● **EXCERPTED DATA**:
Segment Open

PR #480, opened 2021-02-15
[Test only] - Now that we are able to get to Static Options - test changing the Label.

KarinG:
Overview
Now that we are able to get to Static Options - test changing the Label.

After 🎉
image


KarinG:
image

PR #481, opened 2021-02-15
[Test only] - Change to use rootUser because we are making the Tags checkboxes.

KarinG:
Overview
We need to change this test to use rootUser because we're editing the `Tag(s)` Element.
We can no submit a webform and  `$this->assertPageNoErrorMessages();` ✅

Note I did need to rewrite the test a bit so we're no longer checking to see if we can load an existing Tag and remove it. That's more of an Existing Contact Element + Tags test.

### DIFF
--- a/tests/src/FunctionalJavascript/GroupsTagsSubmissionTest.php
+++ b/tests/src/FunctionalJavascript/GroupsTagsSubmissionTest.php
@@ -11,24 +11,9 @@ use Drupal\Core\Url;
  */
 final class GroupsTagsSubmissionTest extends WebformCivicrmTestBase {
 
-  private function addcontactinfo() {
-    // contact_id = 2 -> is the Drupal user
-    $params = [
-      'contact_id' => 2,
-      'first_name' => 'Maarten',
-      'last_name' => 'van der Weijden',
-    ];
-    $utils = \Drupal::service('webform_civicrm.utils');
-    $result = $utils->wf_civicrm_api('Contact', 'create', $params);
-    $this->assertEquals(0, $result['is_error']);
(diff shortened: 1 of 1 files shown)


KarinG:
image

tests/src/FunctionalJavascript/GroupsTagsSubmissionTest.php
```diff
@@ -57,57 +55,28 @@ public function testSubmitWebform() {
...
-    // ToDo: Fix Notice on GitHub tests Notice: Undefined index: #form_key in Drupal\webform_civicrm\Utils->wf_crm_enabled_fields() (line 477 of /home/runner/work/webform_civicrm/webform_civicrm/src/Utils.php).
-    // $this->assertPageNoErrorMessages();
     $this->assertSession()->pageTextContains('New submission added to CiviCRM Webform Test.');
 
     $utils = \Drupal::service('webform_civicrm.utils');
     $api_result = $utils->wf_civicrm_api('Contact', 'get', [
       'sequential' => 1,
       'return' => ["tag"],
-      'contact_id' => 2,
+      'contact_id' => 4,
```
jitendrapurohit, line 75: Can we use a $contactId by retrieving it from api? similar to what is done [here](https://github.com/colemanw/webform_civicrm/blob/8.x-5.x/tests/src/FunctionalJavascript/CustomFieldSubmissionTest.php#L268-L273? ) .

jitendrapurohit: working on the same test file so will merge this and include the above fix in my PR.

Segment Closed
Segment Open

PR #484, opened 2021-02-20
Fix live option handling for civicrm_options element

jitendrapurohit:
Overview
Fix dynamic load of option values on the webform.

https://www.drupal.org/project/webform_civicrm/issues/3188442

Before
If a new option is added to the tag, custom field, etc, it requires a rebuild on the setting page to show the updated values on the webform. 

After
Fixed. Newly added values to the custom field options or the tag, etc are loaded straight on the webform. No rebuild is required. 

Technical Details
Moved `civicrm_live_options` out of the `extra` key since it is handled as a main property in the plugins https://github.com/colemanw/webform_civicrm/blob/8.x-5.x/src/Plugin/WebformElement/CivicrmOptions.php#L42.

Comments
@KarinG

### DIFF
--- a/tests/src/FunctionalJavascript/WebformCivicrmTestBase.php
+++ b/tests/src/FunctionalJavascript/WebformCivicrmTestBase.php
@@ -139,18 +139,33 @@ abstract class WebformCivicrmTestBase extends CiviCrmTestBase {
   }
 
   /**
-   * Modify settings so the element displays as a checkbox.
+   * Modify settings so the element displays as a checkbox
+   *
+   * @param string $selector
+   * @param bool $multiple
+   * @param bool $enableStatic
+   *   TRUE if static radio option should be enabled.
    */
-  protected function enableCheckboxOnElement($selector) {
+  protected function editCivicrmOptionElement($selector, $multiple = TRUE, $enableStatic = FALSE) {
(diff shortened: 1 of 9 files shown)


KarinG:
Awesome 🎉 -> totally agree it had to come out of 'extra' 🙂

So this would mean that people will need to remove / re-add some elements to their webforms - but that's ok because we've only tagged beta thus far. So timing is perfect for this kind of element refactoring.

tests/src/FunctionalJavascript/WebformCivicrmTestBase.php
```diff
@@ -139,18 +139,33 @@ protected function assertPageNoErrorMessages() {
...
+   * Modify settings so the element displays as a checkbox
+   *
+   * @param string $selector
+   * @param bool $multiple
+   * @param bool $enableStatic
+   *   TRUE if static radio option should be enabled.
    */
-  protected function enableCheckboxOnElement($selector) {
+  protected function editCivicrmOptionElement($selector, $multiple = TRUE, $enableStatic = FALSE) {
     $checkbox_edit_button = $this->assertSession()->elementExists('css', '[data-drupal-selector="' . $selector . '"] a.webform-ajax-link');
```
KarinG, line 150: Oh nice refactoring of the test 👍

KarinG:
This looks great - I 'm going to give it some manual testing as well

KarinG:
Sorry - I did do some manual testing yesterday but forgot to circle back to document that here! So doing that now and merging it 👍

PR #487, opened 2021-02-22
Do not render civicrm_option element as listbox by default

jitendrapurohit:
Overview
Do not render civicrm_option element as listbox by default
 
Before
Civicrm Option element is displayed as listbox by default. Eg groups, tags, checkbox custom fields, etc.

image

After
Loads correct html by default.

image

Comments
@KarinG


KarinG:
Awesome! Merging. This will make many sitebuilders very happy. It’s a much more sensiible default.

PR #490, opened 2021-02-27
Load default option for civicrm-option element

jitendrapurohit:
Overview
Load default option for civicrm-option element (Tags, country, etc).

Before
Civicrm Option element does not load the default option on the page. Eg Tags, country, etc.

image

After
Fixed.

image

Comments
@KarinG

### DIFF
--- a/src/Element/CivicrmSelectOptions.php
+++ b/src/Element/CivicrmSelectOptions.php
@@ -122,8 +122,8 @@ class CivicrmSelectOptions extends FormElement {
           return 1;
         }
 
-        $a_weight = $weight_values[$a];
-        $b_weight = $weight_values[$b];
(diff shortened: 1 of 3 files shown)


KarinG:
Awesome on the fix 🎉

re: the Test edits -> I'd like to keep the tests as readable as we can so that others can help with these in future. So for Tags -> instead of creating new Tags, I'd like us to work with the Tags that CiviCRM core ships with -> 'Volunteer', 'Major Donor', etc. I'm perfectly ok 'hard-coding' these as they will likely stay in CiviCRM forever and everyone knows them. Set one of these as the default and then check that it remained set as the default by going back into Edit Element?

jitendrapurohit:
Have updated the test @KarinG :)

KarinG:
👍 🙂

Segment Closed
Segment Open

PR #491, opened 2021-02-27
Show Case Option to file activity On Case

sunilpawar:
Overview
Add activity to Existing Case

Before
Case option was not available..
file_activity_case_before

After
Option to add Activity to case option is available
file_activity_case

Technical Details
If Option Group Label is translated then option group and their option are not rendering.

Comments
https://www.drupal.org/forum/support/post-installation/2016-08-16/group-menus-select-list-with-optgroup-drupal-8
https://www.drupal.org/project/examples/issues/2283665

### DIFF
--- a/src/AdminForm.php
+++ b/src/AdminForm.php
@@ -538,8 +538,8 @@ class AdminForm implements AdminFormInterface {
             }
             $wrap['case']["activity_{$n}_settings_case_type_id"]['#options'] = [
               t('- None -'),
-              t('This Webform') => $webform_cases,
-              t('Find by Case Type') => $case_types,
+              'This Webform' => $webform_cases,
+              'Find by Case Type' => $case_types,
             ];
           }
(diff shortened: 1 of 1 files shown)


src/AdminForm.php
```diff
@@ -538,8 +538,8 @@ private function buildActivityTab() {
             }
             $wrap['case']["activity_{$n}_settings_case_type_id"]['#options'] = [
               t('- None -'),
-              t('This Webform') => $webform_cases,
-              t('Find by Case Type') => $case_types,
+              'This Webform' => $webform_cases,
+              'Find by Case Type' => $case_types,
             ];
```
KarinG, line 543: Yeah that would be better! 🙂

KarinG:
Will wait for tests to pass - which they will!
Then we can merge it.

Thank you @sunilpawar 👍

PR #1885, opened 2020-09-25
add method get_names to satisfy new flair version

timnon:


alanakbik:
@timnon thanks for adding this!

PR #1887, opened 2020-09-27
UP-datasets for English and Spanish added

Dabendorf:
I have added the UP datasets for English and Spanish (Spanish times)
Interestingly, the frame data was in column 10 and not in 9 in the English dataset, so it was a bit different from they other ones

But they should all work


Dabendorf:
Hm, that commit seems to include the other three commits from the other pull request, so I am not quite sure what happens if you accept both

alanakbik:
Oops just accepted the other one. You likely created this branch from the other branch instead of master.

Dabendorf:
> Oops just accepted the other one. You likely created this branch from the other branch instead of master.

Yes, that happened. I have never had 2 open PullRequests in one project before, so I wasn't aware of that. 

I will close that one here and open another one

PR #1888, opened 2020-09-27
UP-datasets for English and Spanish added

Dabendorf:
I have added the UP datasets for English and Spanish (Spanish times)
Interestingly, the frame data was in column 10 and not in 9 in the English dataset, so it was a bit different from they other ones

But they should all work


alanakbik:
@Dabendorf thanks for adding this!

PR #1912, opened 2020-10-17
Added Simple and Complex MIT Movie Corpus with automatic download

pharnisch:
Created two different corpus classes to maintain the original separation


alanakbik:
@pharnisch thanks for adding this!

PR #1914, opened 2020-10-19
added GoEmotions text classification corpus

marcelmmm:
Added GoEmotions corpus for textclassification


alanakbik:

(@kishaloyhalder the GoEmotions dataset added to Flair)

Segment Closed

● **WHAT IS REQUIRED**: All lines in the listing above between the line with "PR #480, opened 2021-02-15" and the line with "PR #481, opened 2021-02-15", inclusive, should be set down exactly, and no line outside that range.

● **THE COMPLETED TASK**:
PR #480, opened 2021-02-15
[Test only] - Now that we are able to get to Static Options - test changing the Label.

KarinG:
Overview
Now that we are able to get to Static Options - test changing the Label.

After 🎉
image


KarinG:
image

PR #481, opened 2021-02-15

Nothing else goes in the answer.